> What the task requires:
Can the data below be set down again exactly, line for line?

> Provided material:
PR #1061, opened 2023-02-10
Malte lig 2469 pass datasetcreator when creating a

MalteEbner:
Pip part of the issue, the docker part will be based on this.

## Description
Added the DatasetCreator argument to
- ApiWorkflowClient.create_dataset
- ApiWorkflowClient.create_new_dataset_with_unique_name

And added unittests for the new argument.

## Other
- generated new openapi specs
- autoformatted the two changed files with black

PR #1062, opened 2023-02-14
set different dataset_creator in upload_cli

MalteEbner:
Follow-up for the missing part in #1061

### DIFF
--- a/lightly/cli/upload_cli.py
+++ b/lightly/cli/upload_cli.py
@@ -29,6 +29,8 @@ from lightly.cli._helpers import fix_hydra_arguments
 
 from lightly.api.api_workflow_client import ApiWorkflowClient
 from lightly.data import LightlyDataset
+from lightly.openapi_generated.swagger_client import DatasetCreator
+
 SUCCESS_RETURN_VALUE = "Success"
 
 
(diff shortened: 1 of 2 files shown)


guarin (changes requested):
Could you also add it in the download cli?

guarin (approved):

lightly/cli/upload_cli.py
```diff
@@ -74,10 +76,10 @@ def _upload_cli(cfg, is_cli_call=True) -> Union[str, None]:
             cli_api_args_wrong = True
         else:
             api_workflow_client = \
-                ApiWorkflowClient(token=token, dataset_id=dataset_id)
+                ApiWorkflowClient(token=token, dataset_id=dataset_id, dataset_creator=DatasetCreator.USER_PIP_LIGHTLY_MAGIC)
```
japrescott, line 79: could this logic also be applied for the tags which are created by lightly-magic (and other stuff lightly-magic does?)

MalteEbner: Two points I checked:
- Yes, if you upsize using the CLI, the tag creator will be the `USER_PIP`.
- Yes, you could set a different tag creator here. However, I am not sure if we already have one.

In any case, this belongs to a follow-up issue. However, I am not sure about its importance.

MalteEbner:
Only codecov was failing, thus I merged.

lightly/cli/upload_cli.py
japrescott: yes its important as we want the pip users separate in our stats. Will follow up with an issue

PR #1064, opened 2023-02-15
Add set_obs_config

philippmwirth:
# Add set_obs_config

* Add `ApiWorkflowClient.set_obs_config`.
* I tested it manually by configuring a dataset and checking if the access rights are correct.


guarin (approved):
LGTM!

PR #1065, opened 2023-02-16
Fix API client imports part 1 (breaking changes)

philippmwirth:
Part one of a four-step plan to remove the dependency of `lightly.api` on `torch` and `torchvision`.
1. Drop all imports in `lightly.utils.__init__.py` (this PR).
    - Some utils depend on torch and others don't. We don't want to import all of `utils` when accessing only a subset.
    - Change some of the import specs:
    ```python
    # no longer possible!
    from lightly.utils import save_embeddings
    from lightly.utils import save_custom_metadata
    from lightly.utils import version_check
    ... # these are just examples, there are more
  
    # use this instead
    from lightly.utils.io import save_embeddings
    from lightly.utils.io import save_custom_metadata
    from lightly.utils.version_check import version_check
    ...
    ```
2. Drop all imports in `lightly/__init__.py` (will require more changes to how the imports work).
3. Remove references to `LightlyDataset` in the `ApiWorkflowClient`.
4. Drop direct dependency on torch.


docs/source/tutorials_source/platform/tutorial_aquarium_custom_metadata.py
```diff
@@ -94,7 +94,7 @@
 .. code-block:: python
 
     import json
-    from lightly.utils import save_custom_metadata
+    from lightly.utils,io import save_custom_metadata
```
guarin, line 97:
```suggestion
    from lightly.utils.io import save_custom_metadata
```

tests/imports/test_from_imports.py
```diff
@@ -66,16 +66,6 @@ def test_from_imports(self):
         from lightly.transforms import RandomRotate
         from lightly.transforms.rotation import RandomRotate
 
-        # utils imports
-        from lightly.utils import save_embeddings
-        from lightly.utils.io import save_embeddings
-        from lightly.utils import load_embeddings
```
guarin, line 72: I would drop remove the `test_from_imports.py` file completely.

tests/imports/test_seminested_imports.py
```diff
@@ -75,14 +75,3 @@ def test_seminested_imports(self):
         transforms.gaussian_blur.GaussianBlur
         transforms.RandomRotate
         transforms.rotation.RandomRotate
-
-        # utils imports
-        from lightly import utils
-        utils.save_embeddings
-        utils.io.save_embeddings
```
guarin, line 82: I would drop the `test_seminested_imports.py` file completely.

guarin (approved):
LGTM

PR #1066, opened 2023-02-17
Fix API client imports part 2 (breaking changes)

philippmwirth:
Part two of a four-step plan to remove the dependency of `lightly.api` on `torch` and `torchvision`.
1. Drop all imports in `lightly.utils.__init__.py` (#1065).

> Exercise solution:
PR #1061, opened 2023-02-10
Malte lig 2469 pass datasetcreator when creating a

MalteEbner:
Pip part of the issue, the docker part will be based on this.

## Description
Added the DatasetCreator argument to
- ApiWorkflowClient.create_dataset
- ApiWorkflowClient.create_new_dataset_with_unique_name

And added unittests for the new argument.

## Other
- generated new openapi specs
- autoformatted the two changed files with black

PR #1062, opened 2023-02-14
set different dataset_creator in upload_cli

MalteEbner:
Follow-up for the missing part in #1061

### DIFF
--- a/lightly/cli/upload_cli.py
+++ b/lightly/cli/upload_cli.py
@@ -29,6 +29,8 @@ from lightly.cli._helpers import fix_hydra_arguments
 
 from lightly.api.api_workflow_client import ApiWorkflowClient
 from lightly.data import LightlyDataset
+from lightly.openapi_generated.swagger_client import DatasetCreator
+
 SUCCESS_RETURN_VALUE = "Success"
 
 
(diff shortened: 1 of 2 files shown)


guarin (changes requested):
Could you also add it in the download cli?

guarin (approved):

lightly/cli/upload_cli.py
```diff
@@ -74,10 +76,10 @@ def _upload_cli(cfg, is_cli_call=True) -> Union[str, None]:
             cli_api_args_wrong = True
         else:
             api_workflow_client = \
-                ApiWorkflowClient(token=token, dataset_id=dataset_id)
+                ApiWorkflowClient(token=token, dataset_id=dataset_id, dataset_creator=DatasetCreator.USER_PIP_LIGHTLY_MAGIC)
```
japrescott, line 79: could this logic also be applied for the tags which are created by lightly-magic (and other stuff lightly-magic does?)

MalteEbner: Two points I checked:
- Yes, if you upsize using the CLI, the tag creator will be the `USER_PIP`.
- Yes, you could set a different tag creator here. However, I am not sure if we already have one.

In any case, this belongs to a follow-up issue. However, I am not sure about its importance.

MalteEbner:
Only codecov was failing, thus I merged.

lightly/cli/upload_cli.py
japrescott: yes its important as we want the pip users separate in our stats. Will follow up with an issue

PR #1064, opened 2023-02-15
Add set_obs_config

philippmwirth:
# Add set_obs_config

* Add `ApiWorkflowClient.set_obs_config`.
* I tested it manually by configuring a dataset and checking if the access rights are correct.


guarin (approved):
LGTM!

PR #1065, opened 2023-02-16
Fix API client imports part 1 (breaking changes)

philippmwirth:
Part one of a four-step plan to remove the dependency of `lightly.api` on `torch` and `torchvision`.
1. Drop all imports in `lightly.utils.__init__.py` (this PR).
    - Some utils depend on torch and others don't. We don't want to import all of `utils` when accessing only a subset.
    - Change some of the import specs:
    ```python
    # no longer possible!
    from lightly.utils import save_embeddings
    from lightly.utils import save_custom_metadata
    from lightly.utils import version_check
    ... # these are just examples, there are more
  
    # use this instead
    from lightly.utils.io import save_embeddings
    from lightly.utils.io import save_custom_metadata
    from lightly.utils.version_check import version_check
    ...
    ```
2. Drop all imports in `lightly/__init__.py` (will require more changes to how the imports work).
3. Remove references to `LightlyDataset` in the `ApiWorkflowClient`.
4. Drop direct dependency on torch.


docs/source/tutorials_source/platform/tutorial_aquarium_custom_metadata.py
```diff
@@ -94,7 +94,7 @@
 .. code-block:: python
 
     import json
-    from lightly.utils import save_custom_metadata
+    from lightly.utils,io import save_custom_metadata
```
guarin, line 97:
```suggestion
    from lightly.utils.io import save_custom_metadata
```

tests/imports/test_from_imports.py
```diff
@@ -66,16 +66,6 @@ def test_from_imports(self):
         from lightly.transforms import RandomRotate
         from lightly.transforms.rotation import RandomRotate
 
-        # utils imports
-        from lightly.utils import save_embeddings
-        from lightly.utils.io import save_embeddings
-        from lightly.utils import load_embeddings
```
guarin, line 72: I would drop remove the `test_from_imports.py` file completely.

tests/imports/test_seminested_imports.py
```diff
@@ -75,14 +75,3 @@ def test_seminested_imports(self):
         transforms.gaussian_blur.GaussianBlur
         transforms.RandomRotate
         transforms.rotation.RandomRotate
-
-        # utils imports
-        from lightly import utils
-        utils.save_embeddings
-        utils.io.save_embeddings
```
guarin, line 82: I would drop the `test_seminested_imports.py` file completely.

guarin (approved):
LGTM

PR #1066, opened 2023-02-17
Fix API client imports part 2 (breaking changes)

philippmwirth:
Part two of a four-step plan to remove the dependency of `lightly.api` on `torch` and `torchvision`.
1. Drop all imports in `lightly.utils.__init__.py` (#1065).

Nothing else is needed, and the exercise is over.